### EXTRACTED DATA
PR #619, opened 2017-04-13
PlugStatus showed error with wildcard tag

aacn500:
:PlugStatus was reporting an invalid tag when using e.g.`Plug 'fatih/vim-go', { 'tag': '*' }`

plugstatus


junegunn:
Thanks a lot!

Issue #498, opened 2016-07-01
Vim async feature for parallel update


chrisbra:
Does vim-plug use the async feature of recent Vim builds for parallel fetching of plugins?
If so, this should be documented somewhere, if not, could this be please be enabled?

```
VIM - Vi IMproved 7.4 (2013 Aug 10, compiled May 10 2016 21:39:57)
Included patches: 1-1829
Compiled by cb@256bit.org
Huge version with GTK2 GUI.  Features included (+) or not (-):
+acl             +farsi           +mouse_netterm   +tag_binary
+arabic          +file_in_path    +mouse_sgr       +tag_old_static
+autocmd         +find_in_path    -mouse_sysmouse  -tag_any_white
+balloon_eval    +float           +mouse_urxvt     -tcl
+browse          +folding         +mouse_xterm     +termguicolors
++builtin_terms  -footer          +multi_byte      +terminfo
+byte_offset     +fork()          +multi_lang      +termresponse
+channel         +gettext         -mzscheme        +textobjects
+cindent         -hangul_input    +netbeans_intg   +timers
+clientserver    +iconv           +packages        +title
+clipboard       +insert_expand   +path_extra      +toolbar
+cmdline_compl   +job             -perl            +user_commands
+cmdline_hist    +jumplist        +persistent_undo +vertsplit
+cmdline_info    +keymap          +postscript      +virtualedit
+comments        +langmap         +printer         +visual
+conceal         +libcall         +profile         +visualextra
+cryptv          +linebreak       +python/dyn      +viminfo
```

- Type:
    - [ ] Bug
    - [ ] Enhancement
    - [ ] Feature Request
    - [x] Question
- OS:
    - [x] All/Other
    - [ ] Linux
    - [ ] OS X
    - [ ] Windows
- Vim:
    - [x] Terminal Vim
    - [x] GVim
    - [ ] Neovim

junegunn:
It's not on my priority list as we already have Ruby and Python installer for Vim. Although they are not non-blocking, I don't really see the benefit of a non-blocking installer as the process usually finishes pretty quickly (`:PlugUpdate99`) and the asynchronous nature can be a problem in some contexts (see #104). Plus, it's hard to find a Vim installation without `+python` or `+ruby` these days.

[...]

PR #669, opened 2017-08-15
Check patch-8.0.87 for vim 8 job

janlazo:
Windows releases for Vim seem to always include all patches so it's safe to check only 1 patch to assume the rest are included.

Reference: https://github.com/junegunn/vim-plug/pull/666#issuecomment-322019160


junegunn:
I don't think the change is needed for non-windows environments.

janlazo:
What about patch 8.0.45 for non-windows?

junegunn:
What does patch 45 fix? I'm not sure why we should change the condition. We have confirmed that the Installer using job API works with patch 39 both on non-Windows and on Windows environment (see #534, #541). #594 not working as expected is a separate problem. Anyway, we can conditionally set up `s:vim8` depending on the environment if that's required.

...

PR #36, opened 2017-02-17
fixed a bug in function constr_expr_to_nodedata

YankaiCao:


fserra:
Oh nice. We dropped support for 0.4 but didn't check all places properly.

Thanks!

==

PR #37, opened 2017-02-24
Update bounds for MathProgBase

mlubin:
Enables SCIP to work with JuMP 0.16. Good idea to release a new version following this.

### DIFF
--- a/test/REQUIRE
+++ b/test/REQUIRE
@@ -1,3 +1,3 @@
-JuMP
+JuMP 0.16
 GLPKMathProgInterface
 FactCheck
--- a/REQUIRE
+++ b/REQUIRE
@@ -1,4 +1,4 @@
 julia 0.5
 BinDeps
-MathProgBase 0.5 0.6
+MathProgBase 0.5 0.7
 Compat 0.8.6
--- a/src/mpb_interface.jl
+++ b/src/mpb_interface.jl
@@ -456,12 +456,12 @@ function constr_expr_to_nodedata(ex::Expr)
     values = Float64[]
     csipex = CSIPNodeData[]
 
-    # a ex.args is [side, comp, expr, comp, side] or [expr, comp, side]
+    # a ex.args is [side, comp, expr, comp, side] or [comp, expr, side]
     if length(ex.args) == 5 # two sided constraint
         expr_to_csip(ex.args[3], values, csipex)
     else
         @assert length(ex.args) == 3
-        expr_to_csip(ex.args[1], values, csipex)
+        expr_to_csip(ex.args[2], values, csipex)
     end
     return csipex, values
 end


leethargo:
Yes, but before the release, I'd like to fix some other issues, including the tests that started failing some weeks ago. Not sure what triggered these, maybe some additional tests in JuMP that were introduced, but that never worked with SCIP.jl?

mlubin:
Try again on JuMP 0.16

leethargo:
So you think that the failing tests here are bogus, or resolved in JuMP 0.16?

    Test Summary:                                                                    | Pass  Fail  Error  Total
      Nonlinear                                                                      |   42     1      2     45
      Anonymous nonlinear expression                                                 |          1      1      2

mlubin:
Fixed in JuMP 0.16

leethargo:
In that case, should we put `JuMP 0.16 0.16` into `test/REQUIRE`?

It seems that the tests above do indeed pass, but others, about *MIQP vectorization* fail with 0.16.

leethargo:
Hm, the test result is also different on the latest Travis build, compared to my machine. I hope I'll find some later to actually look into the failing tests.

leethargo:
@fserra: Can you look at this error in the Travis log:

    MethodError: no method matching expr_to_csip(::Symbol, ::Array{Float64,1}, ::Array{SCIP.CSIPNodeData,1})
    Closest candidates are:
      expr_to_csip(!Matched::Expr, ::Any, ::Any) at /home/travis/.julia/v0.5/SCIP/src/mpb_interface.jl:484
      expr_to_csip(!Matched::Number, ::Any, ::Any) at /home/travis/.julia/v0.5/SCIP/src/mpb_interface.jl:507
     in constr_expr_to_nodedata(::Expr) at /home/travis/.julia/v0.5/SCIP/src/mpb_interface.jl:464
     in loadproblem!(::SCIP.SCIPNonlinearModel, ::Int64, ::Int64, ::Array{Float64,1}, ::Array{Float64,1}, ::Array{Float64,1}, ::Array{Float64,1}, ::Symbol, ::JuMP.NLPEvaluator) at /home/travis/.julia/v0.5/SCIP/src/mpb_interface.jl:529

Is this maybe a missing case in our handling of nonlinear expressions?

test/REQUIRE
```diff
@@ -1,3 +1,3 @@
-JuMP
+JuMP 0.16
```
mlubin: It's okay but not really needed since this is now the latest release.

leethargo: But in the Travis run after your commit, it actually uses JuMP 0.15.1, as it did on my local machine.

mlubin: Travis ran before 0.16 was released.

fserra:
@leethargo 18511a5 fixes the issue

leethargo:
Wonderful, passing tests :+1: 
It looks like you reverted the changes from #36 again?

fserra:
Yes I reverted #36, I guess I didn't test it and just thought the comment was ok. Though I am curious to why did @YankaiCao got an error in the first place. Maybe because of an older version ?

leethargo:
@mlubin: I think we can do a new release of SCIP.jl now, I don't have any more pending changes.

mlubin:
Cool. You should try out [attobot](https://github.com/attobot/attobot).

### WHAT TO WORK ON
Please return only the lines above, starting at the line that has "--- a/REQUIRE" and ending at the line that has "csipex = CSIPNodeData[]", keeping both and leaving each one unchanged.

### COMPLETED EXERCISE
--- a/REQUIRE
+++ b/REQUIRE
@@ -1,4 +1,4 @@
 julia 0.5
 BinDeps
-MathProgBase 0.5 0.6
+MathProgBase 0.5 0.7
 Compat 0.8.6
--- a/src/mpb_interface.jl
+++ b/src/mpb_interface.jl
@@ -456,12 +456,12 @@ function constr_expr_to_nodedata(ex::Expr)
     values = Float64[]
     csipex = CSIPNodeData[]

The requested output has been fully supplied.